# Climatronic settings on radio screen



## RoAnSa (Feb 8, 2006)

*Climatronic settings on radio display*

ySkoda Octavia II has this function on the "old" climatronic. Same climatronic unit as Golf V, Jetta, Passat B6, and Tiguan I have tested it myself, I could not find any picture of it on internet, but I found this text:
_Stream and Audience 
The Stream car radio comprises a tuner with RDS and a CD and MP3 player. The Audience also includes a second tuner and an integrated changer for 6 CDs. Both radios can be operated from the multifunctional steering wheel. They show the external temperature, time, information from hands-free inputs, parking sensors and the Climatronic air conditioning. _
http://new.skoda-auto.com/com/....aspx
*The question is:
Is there a vag-com feature that makes it possible to turn the radio display function with the "old" climatronic and RNS510? I am pretty sure it could be done.*

New Golf VI and Passat CC got it, but with the new climatronic unit. But It should not be needed. Since it is possible in Skodas with the same equipment. 
*OLD CLIMATRONIC*








*NEW CLIMATRONIC AND CLIMA SETTING DISPLAY*











_Modified by RoAnSa at 1:49 PM 1-4-2009_


----------



## Theresias (Feb 11, 2004)

Not supported by the RNS510.


----------



## RoAnSa (Feb 8, 2006)

*Re: (Theresias)*


_Quote, originally posted by *Theresias* »_Not supported by the RNS510.

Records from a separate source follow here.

PR #3158, opened 2024-12-27
Support X/Y position periods for autotile "alt-id"s

Vankata453:
Autotile "alt-id"s now support the "period-x" and "period-y" properties, which contain 2 unsigned integer values: first is the divider and second is the desired remainder after dividing the X/Y position of the tile, relative to its tilemap. If the desired remainder is matched, the condition is passed.

NOTE: For an "alt-id" to be chosen, all of its conditions ("period", random "weight") must be met.

This PR takes advantage of these new position periods to achieve proper castle autotiling with line tiles.

### DIFF
--- a/src/supertux/autotile.cpp
+++ b/src/supertux/autotile.cpp
@@ -36,7 +36,7 @@ AutotileMask::matches(uint8_t mask, bool center) const
 
 // Autotile.
 
-Autotile::Autotile(uint32_t tile_id, const std::vector<std::pair<uint32_t, float>>& alt_tiles, const std::vector<AutotileMask>& masks, bool solid) :
+Autotile::Autotile(uint32_t tile_id, const std::vector<std::pair<uint32_t, AltCondition>>& alt_tiles, const std::vector<AutotileMask>& masks, bool solid) :
   m_tile_id(tile_id),
   m_alt_tiles(alt_tiles),
   m_masks(std::move(masks)),
@@ -62,7 +62,7 @@ Autotile::pick_tile(int x, int y) const
 {
   // Needed? Not needed?
   // Could avoid pointless computation.
-  if (m_alt_tiles.size() == 0)
+  if (m_alt_tiles.empty())
     return m_tile_id;
 
   // srand() and rand() are inconsistent across platforms (Windows)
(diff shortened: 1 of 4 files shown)


weluvgoatz (approved):

src/supertux/autotile.cpp
```diff
@@ -77,11 +77,22 @@ Autotile::pick_tile(int x, int y) const
 
   for (const auto& pair : m_alt_tiles)
   {
-    rnd_val -= pair.second;
-    if (rnd_val <= 0)
+    const AltConditions& cond = pair.second;
+    if (cond.weight <= 0.f && !cond.period_x.first && !cond.period_y.first)
+      continue;
+
+    if (cond.period_x.first && x % cond.period_x.first != cond.period_x.second)
```
MatusGuy, line 84: What do you want by checking for only `cond.period_x.first`? Checking if it exists? If it isn't zero?

Vankata453:
Yes, if it isn't 0.

src/supertux/autotile.cpp
Vankata453: Yes, if it isn't 0.

MatusGuy: Can you write that explicitly?
```suggestion
    if (cond.period_x.first != 0 && x % cond.period_x.first != cond.period_x.second)
```

(in the other conditions too)

Vankata453: Why? It cannot be mistaken for anything else, can it?

MatusGuy: it can, and I did, because i'm used to seeing that only in booleans and pointers. i just suggested that to save some time reading that. not a big deal

src/supertux/autotile_parser.cpp
```diff
@@ -196,17 +196,27 @@ AutotileParser::parse_autotile(const ReaderMapping& reader, bool corner)
...
-        alt_ids.push_back(std::pair<uint32_t, float>(alt_id, weight));
+        log_warning << "X/Y period for alt tile must contain exactly 2 values" << std::endl;
+        continue;
       }
+
+      alt_ids.push_back(std::pair<uint32_t, Autotile::AltConditions>(alt_id, {
+          { period_x[0], period_x[1] },
+          { period_y[0], period_y[1] },
+          weight
+        }));
```
MatusGuy, line 219: Does this mean you can put alt-ids with no conditions now?

Vankata453: Yes. If you do, they just won't do anything.

PR #3160, opened 2024-12-29
Add Some Position-Based Autotilesets

Eauix:
As alt-IDs can now be defined by the tile positions in a repeating pattern, this PR adds some extra autotilesets which benefit from this feature.

New Autotilesets:
- Ruin Bricks with vertical, mossy and corrupted variants
- Water and Lava
- Snow and Forest Cave Walls

Tweaks:
- The Forest Castle autotileset has random cracks now
- Fixed the Underground Forest Tileset's 1x2 vines being placed when they shouldn't
- Reduced the amount of roots in the Underground Corrupted Forest Tileset
- Repositioned the 1x2 vines in the tilegroup to make it more evident


Frostwithasideofsalt (approved):
works

Alasdairbugs (changes requested):
Works quite well, but i wanna suggest just one change, and ask one question:

1. Generally, when using these moss-covered castle brick tiles, personally i would expect to see some normal brick still mixed within, because otherwise it looks way too heavy on the green, and quite bad, imo:

image

2. [**mostly speculation, ignore if not possible**] is there infrastructure to potentially support crystal hexagon autotiling given these would probably use alt IDs but not every other tile, just every other 2nd tile, it seems (with the darker hexagoens included as spontaneous variations). just wondering. It might be possible i think with the current infrastructure, so long as people are ok with seeing tile errors briefly as they build their crystal structures(?). If this is possible I think maybe this should be done too, but feel free to chose if this would be best in an additional PR later.

image

Other than that it looks all good, all the variation tiles are in the right places

Eauix:
> 1. Generally, when using these moss-covered castle brick tiles, personally i would expect to see some normal brick still mixed within, because otherwise it looks way too heavy on the green, and quite bad, imo:

I thought about this, however, adding random variants to pattern with tiles that need to another specific tile from this variant adjacent to it would be really complicated with the current system. Currently, there is not a way of making it so an alt-ID appears if there's a specific tile ID near it, so, if we try to add a random moss pattern to this tileset, some of the bricks will get cut in half and the other half will be the mossy variant

image

The only solution I can think about is creating a huge pattern with pseudo-random tiles defined within it, but this would require hundreds of alt-IDs, but not sure if it's worth it. The current pattern is a 4x2 matrix of predefined alt-IDs, to make it feel like a random pattern, probably a 12x12 or larger pattern would be necessary

Eauix:
> 2\. If this is possible I think maybe this should be done too, but feel free to chose if this would be best in an additional PR later.

The same problem happens with the darker crystal variants, for it to be close to random we'd need a huge pattern

And making the crystal background autotile would proably need copies of the same tile IDs for the top and bottom halves, one to be considered solid and one to be considered decoration for the autotiling system. Or it would need a tile ID to have both a solid and a non-solid mask, and I imagine this would break everything

Alasdairbugs (approved):

Alasdairbugs (approved):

As you can see on the last picture in my first post it is supported with RNS510 it ia also supported with RCD510. New Golf VI, Golf Plus Facelift, Passat CC and Skoda Suberb II got it.


----------



## Theresias (Feb 11, 2004)

*Re: (RoAnSa)*

Well, if you don't know or understand whats going on internally you shouldn't question my statement.

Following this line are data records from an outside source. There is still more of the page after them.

PR #3164, opened 2025-01-01
Allow platforms to start moving backwards

tobbi:
Another pull request that will eventually end up abandoned because I have bright ideas but no drive to actually follow through.

### DIFF
--- a/src/object/path_object.cpp
+++ b/src/object/path_object.cpp
@@ -96,10 +96,10 @@ PathObject::set_node(int node_idx)
 }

First of all you are making some incorrect assumptions and therefore your conclusions come out wrong.
#1 Climate Control Unit in the named models is NOT the same as in the Octavia II. It may look identical and probably has the same hardware but the software differs.
#2 Your climate control unit does neither support it the way the older Skoda Octavia II units handled this feature nor does it support the BAP based commands like the modular Climatronic control modules do it in the newer models.
#3 Besides the fact that the Skoda Stream and Audience come from a different supplier than the VW radio units (which have been proven to not support this function), all NAV units (Nexus/MFD2 CD, Cruise/RNS300) did never support the old style method either.
#4 The RNS510 requires a BAP based information from the climate control unit, which is only supported by the newer ones. If you switch the RNS510 to BAP in a non-BAP car, you end up loosing a lot of other functions because the communication between RNS510 and components like the instrument cluster, the steering wheel control, the parking aid and the telephone will fail...
Which basically brings us back to my original statement.


----------



## RoAnSa (Feb 8, 2006)

*Re: (Theresias)*

OK, good explaination. 
That also mean that it is impossible to swap to the new climatronic unit?


----------



## Theresias (Feb 11, 2004)

Correct, read my posting again and then... dream on...


----------



## maloosheck (Oct 5, 2004)

*Re: (Theresias)*


_Quote, originally posted by *Theresias* »_BAP based commands like the modular Climatronic control modules do it in the newer models.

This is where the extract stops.